On Thursday, It was back to the hospital again as my 7 yr old son, Sam was having a hernia removed. He was soo brave and I am soo proud of him. It’s not a nice thing to see your child go through and even though I had only had Chemo the day before, nothing was going to stop me from being there to hold his hand and stroke his head. It was only supposed to be a day case however he was sick when we were trying to get him up and dressed, probably from the anaesthetic, he was kept in overnight.
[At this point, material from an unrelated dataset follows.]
PR #646, opened 2023-03-01
Email spam virus checks

### LINKED ISSUE #638: Evaluate email authentication, spam, and virus scanning results for incoming GCN Circulars
Amazon SES provides a number of authentication, spam, and virus evaluation results in message headers and in SNS notification records. Determine which of these evaluations are relevant and check their results in the email-incoming lamba.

Stuart stayed with him and my Dad came and brought me home, so I could be with Sophie. Sam is fine now, at home, a little sore, which is to be expected but he is happy not to be at school for a few days and to play his Xbox.
On Friday, It was my mother in laws turn she had to go in to get her Gallbladder removed and I’m happy to say she is back home this morning a little sore but OK. Honestly, you couldn’t write a book about all this and this is real life. The Scarbroughs’ are going to have their own private wing at Burton Hospital soon!!
Using Twitter this week, has made me want to use it to my advantage to help spread the word about such a horrible disease. I am only 31 and I have been in the situation where a Doctor takes one look at you and says, ‘You are only 31, I think its a red herring, if it’s anything else I will eat my hat’. And now look at the position I’m in. Doctors need to stop using statistics so much and realise Cancer can happen to anyone at any age. This isn’t to scare monger anyone but if you have any symptoms go to your Doctor get them checked out, it may be nothing but the earlier a potential problem is found, it can be treated.
On a top note to finish the week, Stuart and I are off to Elstree Studios tomorrow to watch Dancing On Ice the TV Show being filmed live to the nation!! How #amazeballs is that!! I am soo excited as I used to be a competitive Ice Skater quite a few years ago. My plan is to wear a pink wig so I stand out in audience!! UPDATE it has to be a purple wig as the shop doesn’t have a nice pink one!! Lol 🙂
Thank you to everyone on here, Twitter and Facebook for all the support you are giving me, it really helps to keep me going and I will try and respond to you all as best I can. #positivity #hope #cancersucks
To my Family and Friends, who I am incredibly blessed with..I love you more than words can say and together we will fight this until the end!!